72%. Essa é a taxa de automação para uma das tarefas mais comuns que os auxiliares de informação executam todos os dias — responder a consultas por telefone e e-mail. Se você trabalha nessa função, esse número provavelmente não te surpreende. Você já viu chatbots e sistemas de resposta automatizada se infiltrando no seu local de trabalho. Mas como é realmente o panorama completo?

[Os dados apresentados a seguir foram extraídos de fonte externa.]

Issue #2714, opened 2015-01-05
AssetManager: better progress indication for TextureAtlasLoader and probably others as well


klaus7:
Wouldn't it be better to add to the count of `com.badlogic.gdx.assets.AssetManager#toLoad` all dependencies from the assets and change this line at https://github.com/libgdx/libgdx/blob/master/gdx/src/com/badlogic/gdx/assets/AssetManager.java#L470 from `if (tasks.size() == 1) loaded++;` to simply `loaded++;`?

I'm only loading one big TextureAtlas, hence the progress indication is of little use right now for me.

I changed the classes as described and it works as expected. 

What do you think?

klaus7:
Sorry, I guess I didn't describe my concern well enough.

When using the `AssetManager` and loading a big `TextureAtlas` (mine has 22 pages) the whole atlas counts as one asset. The individual pages are seen as dependencies and do not increase the `toLoad` count. My proposal is to change this behaviour, so dependencies (in case of the `TextureAtlas` this would be its pages) also increase the `toLoad` count, while at the same time the `loaded` must also be increased for every asset it loads. 

This would lead to a more granular progress.

As it seems other developers also stumbled upon this issue. (http://badlogicgames.com/forum/viewtopic.php?f=11&t=11298 and http://badlogicgames.com/forum/viewtopic.php?t=11122)

NathanSweet:
`​​
​loaded
​`​
/
​`​
toLoad
​`​
are used to determine progress percentage. Doing as you suggest would mean
the percentage would go backward. Eg 10%, 20%, then dependencies are added,
15%, etc.
​The dependencies are added by `AssetLoadingTask` only when the asset needs
to load, because even knowing what the dependencies are can require some
loading. Eg, for `TextureAtlas`, to parse the atlas file. I'm all for
improving it, but I'm not sure how.

M
​y​
​​
​ suggestion t​
​o queue y​
​our dependencies is what the guy in the second thread you linked is doing.
Call load on your 22 images so they are reflected by `loaded`/`toLoad`
rather than relying on the dependency mechanism where they won't.

badlogic:
An atlas with 22 pages is kinda exactly oposite of what you want to achieve
with the atlas. Unless you sorted all images so that when drawing a scene
you only reference one of those pages.

klaus7:
@NathanSweet Ok I see, that's the pitfall. Maybe I can think of another solution, otherwise I will do it like the guy in that thread.

[...]

PR #2875, opened 2015-02-22
Include dependencies count when reporting asset manager progress.

lnr0626:
This makes it so that when an asset has dependencies, the getProgress() call reflects the actual process for loading the assets. 

I'm not sure if it was created this way intentionally, but in my mind this gives a more accurate indication of the load progress than how it currently is. This can however make the percent completion go backwards at times (which I guess could be why it is the way that it currently is...). If this is an issue for including this change, I'll look into fixing it.

### DIFF
--- a/gdx/src/com/badlogic/gdx/assets/AssetLoadingTask.java
+++ b/gdx/src/com/badlogic/gdx/assets/AssetLoadingTask.java
@@ -39,6 +39,7 @@ class AssetLoadingTask implements AsyncTask<Void> {
 	final long startTime;
 
 	volatile boolean asyncDone = false;
+	volatile boolean dependenciesInjected = false;
 	volatile boolean dependenciesLoaded = false;
 	volatile Array<AssetDescriptor> dependencies;
 	volatile AsyncResult<Void> depsFuture = null;
@@ -64,6 +65,7 @@ class AssetLoadingTask implements AsyncTask<Void> {
 			dependencies = asyncLoader.getDependencies(assetDesc.fileName, resolve(loader, assetDesc), assetDesc.params);
 			if (dependencies != null) {
 				manager.injectDependencies(assetDesc.fileName, dependencies);
+				dependenciesInjected = true;
 			} else {
 				// if we have no dependencies, we load the async part of the task immediately.
 				asyncLoader.loadAsync(manager, assetDesc.fileName, resolve(loader, assetDesc), assetDesc.params);
@@ -101,6 +103,7 @@ class AssetLoadingTask implements AsyncTask<Void> {
 				return;
 			}
 			manager.injectDependencies(assetDesc.fileName, dependencies);
+			dependenciesInjected = true;
 		} else {
 			asset = syncLoader.load(manager, assetDesc.fileName, resolve(loader, assetDesc), assetDesc.params);
 		}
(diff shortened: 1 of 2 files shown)


NathanSweet:
See here:
https://github.com/libgdx/libgdx/issues/2714#issuecomment-68799514

lnr0626:
Thanks for the quick response. I'll see if I can come up with anything for getting around that.

NathanSweet:
Unless you know all the assets up front, I don't think there is much we can do. Some assets need to do loading just to know what other assets they depend on (eg, a texture atlas has to parse the atlas file to know what images it needs). As the developer, likely you know what assets you need, so you can just add them all to the asset manager.

Probably the easiest solution is to run you app and note the number from `getLoadedAssets`. If that value is `x`, you can use `getLoadedAssets() / x` to get a percentage that considers all assets that will be loaded.

lnr0626:
There is not a way to accurately give a progress percentage without knowing the number of assets up front, however there should be a way to take into account the number of dependencies loaded using the tasks stack. I've been playing around and have gotten something that works doing this - just pushed it.

NathanSweet:
What is this doing exactly?

lnr0626:
```
int tasksLength = tasks.size();
float completedProgress = loaded / (float) toLoad;
```
`completedProgress` is the percent of requested assets which have been fully loaded - it's what is currently being returned.

The next bit is the estimation for the progress of the asset which is currently being loaded. If the length of the stack named `tasks` is greater than 1, it means that the dependencies for this task are currently being loaded (or at least that was what I was able to determine). If that's the case, then the progress is estimated as .9 / the number of tasks (which is roughly the number of dependencies to load + 1). 

If the tasksLength is equal to 1, then that could that either the asset task has not yet attempted to inject the dependencies for that asset, or that all of the dependencies have been loaded. To determine which one is the case, I had to add a dependenciesInjected variable. This defaults to false and is set to true once the dependencies for that asset have been injected into the AssetManager.

If the dependencies have already been injected, and the size of `tasks` == 1, that means that all of the dependencies have been loaded, so we use .9 as the progress estimation for the current asset. if the dependencies have not yet been injected, then the progress is estimated as 0.

The progress for the current asset is divided by the number of assets to load to calculate how much to add to `completedProgress` to estimate the actual current progress.
```
float progressForCurrentAsset = 0;
if(tasksLength > 1) {
	progressForCurrentAsset = 0.9f / (tasksLength * toLoad);
} else if(tasksLength == 1) {
	AssetLoadingTask task = tasks.peek();
	if(task.dependenciesLoaded || task.dependenciesInjected) {
		progressForCurrentAsset = 0.9f / toLoad;
	}
}
return Math.min(1, completedProgress + progressForCurrentAsset);
```

NathanSweet:
It's not clear to me how this affects the progress bar and I don't have a setup to test it. I expect it will still go backwards?

If we want to loading dependencies to be reflected in the progress, we could have the "tasks" increase `toLoad` and `loaded`. However, doing that means the progress goes backward:

```
2 assets queued to load
loading 1 0%
loaded 1 50%
loading 2 50%
adds 1 dependency 33% <- backward!
loading dependency 33%
loaded dependency 66%
loaded 2 100%
```

Going backward is suboptimal for a progress bar, in that case you might as well display an indeterminate progress animation. I still contend the best solution is to know how many assets will be loaded beforehand.

lnr0626:
It doesn't go backwards. Given:
 assets (A, B, and C), A has 0 dependences, B has 2

It would look like:
```
2 assets queued to load
loading A 0%
loaded A 50%
loading B 50%
adds 2 dependencies
loading dependency 65%
loaded dependency 80%
loading dependency 80%
loaded dependency 95%
loaded B 100%
```

I'm not sure if the numbers are exactly correct, but that is the general trend that you would see. I can get some actual numbers for you later today if you would like that.

badlogic:
Closing this as it fizzled out and is an application level issue really.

Vamos percorrer o que os dados dizem sobre o futuro dos auxiliares de informação — e o que isso significa para as aproximadamente 162.400 pessoas que atualmente trabalham nessa área nos Estados Unidos.
Os Números Por Trás das Manchetes
Segundo nossa análise baseada no relatório de mercado de trabalho da Anthropic, os auxiliares de informação atualmente têm uma exposição geral à IA de 58% e um risco de automação de 48% em 2025. [Fato] Isso é notavelmente mais alto do que a média em todas as ocupações, colocando essa função na categoria de "alta exposição", ao lado de cargos como digitadores de dados e operadores de central telefônica. O modo de uso da IA importa tanto quanto o nível de exposição. O Anthropic Economic Index (janeiro de 2026) constata que, em toda a economia, as interações de automação — onde uma tarefa é totalmente delegada à IA — agora representam cerca de 45% do uso por consumidores, enquanto o aumento, onde os humanos iteram ao lado da IA, detém a pequena maioria com 52% [Fato] (Anthropic Economic Index, 2026). Para os auxiliares de informação, as tarefas rotineiras de atendimento a consultas caem no lado da automação dessa linha, enquanto as exceções que exigem julgamento caem no lado do aumento — o que explica precisamente por que a função está se transformando, não desaparecendo.
Mas eis onde fica interessante. Há uma lacuna significativa entre o que a IA _poderia_ teoricamente fazer e o que está _realmente_ fazendo agora. A exposição teórica está em 78%, mas a exposição real observada no mundo é de apenas 39%. [Fato] Essa lacuna representa uma espécie de margem de segurança — a diferença entre tecnologia que existe em um laboratório e tecnologia que os locais de trabalho realmente implantaram.
Essa lacuna de 39 pontos percentuais não é apenas um número abstrato. É o espaço de respiro que você tem para se adaptar antes que toda a força da automação atinja seu trabalho diário. As empresas não implantam IA no momento em que ela se torna tecnicamente capaz. Elas esperam até que se torne confiável o suficiente para que o custo das falhas seja aceitável. Esperam até que a tolerância dos clientes para interações com IA alcance o patamar necessário. Esperam até que seus sistemas possam se integrar de forma limpa. Todos esses atrasos compram tempo.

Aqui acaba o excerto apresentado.